PR #1346, opened 2026-06-04
add CLI option --target to enable non-envoy generation

jrdouceur:
The actual functional change in this PR is enabling the ProtocolCompiler to generate schema definitions and schema code without generating envoy binder code.  But the CLI is structured to be broader than this narrow case.  The new `--target` CLI option allows the user to specify which SDK to target:

- a value of `aio` maintains the current behavior
- a value of `none` generates no envoy binder code

This design allows for future expansion to target other SDKs beyond the AIO SDK.  In particular, we may add an option to target a minimal envoy that will be hosted in a WASM container.

### DIFF
--- a/wot-codegen/src/Azure.Iot.Operations.CodeGeneration/TargetSdk.cs
+++ b/wot-codegen/src/Azure.Iot.Operations.CodeGeneration/TargetSdk.cs
@@ -1,0 +1,11 @@
+// Copyright (c) Microsoft Corporation.
+// Licensed under the MIT License
+
+namespace Azure.Iot.Operations.CodeGeneration
+{
+    public enum TargetSdk
+    {
+        Aio,
+        None,
+    }
+}
--- a/wot-codegen/src/Azure.Iot.Operations.ProtocolCompiler/Program.cs
+++ b/wot-codegen/src/Azure.Iot.Operations.ProtocolCompiler/Program.cs
@@ -75,6 +75,13 @@ namespace Azure.Iot.Operations.ProtocolCompiler
                 HelpName = "NAMESPACE",
             };
 
+            var targetOption = new Option<string>("--target")
+            {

-----

■ **Requirement**
Return the entries exactly through the "no envoy binder code" line.

■ **Response below**
PR #1346, opened 2026-06-04
add CLI option --target to enable non-envoy generation

jrdouceur:
The actual functional change in this PR is enabling the ProtocolCompiler to generate schema definitions and schema code without generating envoy binder code.  But the CLI is structured to be broader than this narrow case.  The new `--target` CLI option allows the user to specify which SDK to target:

- a value of `aio` maintains the current behavior
- a value of `none` generates no envoy binder code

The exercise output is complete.